My Friends Can Fly
I have a classical, if not romantic, love for the idea of flying. The thought of soaring through the air, in a place where physical boundaries cannot make claim of my body is a reoccurring daydream. I spend a lot of time wishing I could take off, like a superhuman. There are daily moments where this anxious heart of mine longs for escape…
But I am afraid of heights.
Don’t get me wrong, I am afraid of a lot of things. While being a strong thinker and a deep feeler have their benefits on any given day, they sometimes partner in self-sabotage. If life was about climbing literal ladders to success, I would be laying on the ground looking up.
I would live in the dream.
But I have found the secret to being brave, the secret to climbing the ladder.
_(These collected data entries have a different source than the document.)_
PR #3540, opened 2019-04-28
Corrected DoF autofocus calculations for focus spread

dvr333:


dvr333:
AFAICT This is final and working with basically no artifacts.

PR #3542, opened 2019-05-01
Fixed LuaUI crash bug when DoF or deferred rendering shutdown on load

dvr333:


sprunk:
Why not make the layers `0` and `1` for simplicity?

dvr333:
The comment is right as far as the ordering of DrawScreenEffects. It's bit weird, but it seems like the ordering of DrawFoo calls is the opposite of widget load order. Since I want DoF handled last (to make sure any other post effects meant to form the final world image get incorporated into the blur), it gets loaded first.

Life felt like it was on pause before college. When I finally got to a place where I could go, I made the internal decision to get through it unscathed. I wanted to be untouchable, successful and detached. It was too long of a time not to find myself opening up to new friendships. That was a very different climb.
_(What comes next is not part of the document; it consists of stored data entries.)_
PR #3543, opened 2019-05-02
Factory differentiation [WIP]

mvollrath:
Various special abilities for factories.


mvollrath:
So far:

### Amphbot Factory
* +40 underwater regen.

### Cloakbot Factory
* Radar jamming, slightly larger radius than Cornea.

### Jumpbot Factory
* Is now fireproof.

### Air Factory
* Has radar.  Same radius as Funnelweb but emitted from a lower height, making it a little more useful for detecting air targets.

### Ship Factory
* Has sonar.
* Slightly increased sight radius.

### Tank Factory
* +2000 health.

### Gunship Factory
* Can morph to Mobile Gunship Factory and back.

The morphable Mobile Gunship Plant is a lot of fun and was really easy to implement, but there are some major bugs which I'm not sure how to resolve:
* When morphing back to static Gunship Plant, the ground below is instantly terraformed flat for free.
* When morphing back to static Gunship Plant while hoving over another building, the Gunship Plant will be created inside the other building.

There are some more visual details in the Mobile Gunship Plant unit script I intend to resolve if the bigger issues can be worked out.

### Rover Factory
* Nothing yet, need good thematic ideas.

### Hover Factory
* Nothing yet, need good thematic ideas.

mvollrath:
[Here's a video](https://www.youtube.com/watch?v=rvSKeS-0aaQ) of the Mobile Gunship Plant.

Licho1:
Lol what is the game purpose of flying gunship factory? How do you imagine its uses?

Also fire proof - meh .. we don't do this much in ZK.

mvollrath:
Example flow of Mobile Gunship Factory:
* Morph to mobile.
* Scout with Blastwing.
* Defend with Locust/Gnat.
* Eco with Comm and Wasps.
* When you want a second factory, your Gunship Factory can help build it.
* If you need more GS build power, use Wasps like Caretakers.
* Mid/late game per usual Tridents and Nimbus spam.

mvollrath:
Fixed the Mobile GS morph back to static like so:
* Mobile GS Factory can build a static GS factory.
* As soon as a Mobile GS Factory places static GS Factory nanoframe, that nanoframe is removed and the mobile factory moves to its position.
* When it arrives, if the build site is still clear, it instantly morphs.

[Here's a video](https://youtu.be/xd1kKox_4HM) of this iteration.

TODO:
* Generalize the gadget used for morphing back to static factory.
* Hide the morph button from mobile factory integral menu.
* Visual FX for flying factory, jet exhaust etc.
* Something for hovers.
* Something for spiders.
* Something for hovers.

GoogleFrog:
Gunship factory:
- Use the callin that is called something like 'AllowUnitCreation' to block the creation of the nanoframe. This callin should contain all the information you need and avoids the flickering nanoframe. Be careful to call it after the Prevent Lab Hax usage of this callin, as otherwise you could end up landing inside factory yardmaps.
- Don't use the command for constructing a gunship factory for the command that lands a gunship factory. This could cause trouble when multiple units are selected.
- Put the land command in the orders tab instead of the factory tab. The approach I have in mind for this (and the previous point) is to make the mobile gunship factory able to construct itself, and to add parameters to integral menu to customise the appearance and placement of the "construct mobile GS factory" command.
- The factory should land instead of snapping onto the ground. Perhaps Spring.SetUnitLandGoal is appropriate (it is new, I've never used it), of if that fails, MoveCtrl. It should be possible to cancel the land sequence while it is in progress.
- The unitdef naming scheme suggests that 'factorymobilegunship' is a factory that produces mobile gunships. I would prefer a new class for mobile unit swaps of structures, like 'mobilefactorygunship'. The Aegis and Iris morphs don't need to fit this naming scheme because the mobile versions are distinct (worse) versions of the static versions.

Other notes:
- I'm against making arbitrary things fireproof. We've been trying to cut down on the number of special rules and are not looking to add more.
- How does a lower radar emit height make the airplane plant relatively better at spotting planes? All radar towers do is determine which bits of the terrain are in radar coverage. To check whether a unit is visible they check the underlying terrain.
- +2000 health for tanks is quite boring, and dilutes that as the Shipyards special ability.

Licho1:
Some random ideas for lab skills:

 * healing ability. Could be implemented as a nanoturret without increasing actual BP

 * slow crawl with ground leveling ability - automated area terrain smoother. Always wanted a thing that would flatten the ground for heavy tanks and auto tear down terraform without micro

 * shelter mode, close up to get armor like gauss or crabe, while protecting the unit being built. 

 * factory toss - after unit is built, it is tossed short range, this allows factory to build stuff up-cliff (jumpjet lab)

Anarchid:
Mobile gunship factory allows you to use the gunship factory to repair your gunships and other units, reclaim metal, possibly terraform, become cloaked, start Krow as a nanoframe.

mvollrath:
> * How does a lower radar emit height make the airplane plant relatively better at spotting planes? All radar towers do is determine which bits of the terrain are in radar coverage. To check whether a unit is visible they check the underlying terrain.

By emitting at a lower height the radar covers less terrain.  To phrase it better, this is relatively worse at spotting land units.

mvollrath:
> * +2000 health for tanks is quite boring

It's my goal to make all of the factories thematic, not all of the features exciting.  Do you have any suggestions for exciting thematic features for Tank Foundry?

GoogleFrog:
> By emitting at a lower height the radar covers less terrain. To phrase it better, this is relatively worse at spotting land units.

That isn't how radar works. Visibility on radar is informed purely by whether the terrain is covered.

mvollrath:
I found that SetUnitLandGoal didn't seem to have any effect.  Right now the landing depends upon the unit being toggled to land, which I intend to control.  It does SetUnitPhysics to kill any inertia, which so far is reliable.  If it lands in the wrong spot it won't morph, and the next command will cancel the premorph.

This will probably only work for Gunships, to do something like Swift morphing to Radar maybe better to make an invisible air pad.

darloth:
> > * +2000 health for tanks is quite boring
> 
> It's my goal to make all of the factories thematic, not all of the features exciting. Do you have any suggestions for exciting thematic features for Tank Foundry?

It could become armed, like the Welder.  If it came with its own defensive turret at least equivalent to the Lotus, that would certainly be a unique factor.

darloth:
Hover factory being always slowly mobile might fit the hover ideology?  Wouldn't give it the other stuff of gunshipfac, just ability to slowly move while building over flat terrain.  Maybe it can't even rotate, to keep simplicity?

sprunk:
Wacky design change with large balance ramifications that nobody asked for. Accumulated some merge conflicts over time.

I don’t think I fear loneliness as much as I fear being left to my own vices. A place without family, friends and love. Sometimes I cling to the bottom rung, believing that numbness, is the answer. Maybe I can medicate the darkness, avoid risks even if it means shutting out the possibility of joy. But even if numbness is safe, it doesn’t look alive.
But it’s familiar.
Or, at least it was.
Something changed for me, being in college. I found community that made persistent efforts to love me, whether I was seeking it or not.
The only thing about love is…it’s a climb. There’s no guarantee of what you’ll see when you reach the top, but you don’t stop climbing, and every step is much more vulnerable than the next. Every step challenges any natural instinct to live under numbness, in submission to a life of looking up and daydreaming.
But I made it, I reached the top and I found that there is something better up there, even if it was hard to see at first.
I found that I was surrounded, by people who journeyed with me, people who took the time to know me, people who would not allow me to slip off the ladder. People who can help me fly.
Flight for me happens when I am conscious, aware, and dare I say euphoric. It doesn’t happen often, and it may not even be scary. It’s the very thing I think happens when we love and live in moments and unleash joy…it’s that echo in the back of our minds cautioning us not to enjoy anything too much.*
It’s the fear that people will leave, and when they leave they will take their laughter with them and leave you with silence.
It’s the fear that there must be something bad on its way and you must prepare for it — don’t get caught up in the moment.
It’s the fear that you’ll never have another moment this good, a fear that taints everything with sadness.
It’s the fear of the end, or an ending, one that doesn’t come with a promise of “later.”
It’s the fear that lives in there—there being my anxious mind. But it’s love that keeps me here.
Here, I’ve found friends who have helped me touch something infinite.
Here, is the secret of friendship, which is dark and light, celebration and sadness, hope and despair.
Beauty. And Ugliness.
At the top of the ladder, I experienced a goodbye. I realized that no amount of gifts can change the fact that my friends graduated, taking their laughter with them. But they weren’t leaving me in silence, my heart is far too full for there to be any space for despair to echo.
I was afraid to start this journey three years ago and sometimes I’m afraid now that it’s almost over. But there will be other ladders to climb, other heights to reach and more friends with different laughs to mimic.
One day, I’ll overcome my fears. Maybe I’ll get to know what it’s like to literally fly.
Or maybe I’ll always be afraid. There will be all kinds of ladders I can look down in disbelief since it’ll probably never get any easier.
But I can say that it all started here — in a place where I found friends I love more than I am afraid of heights.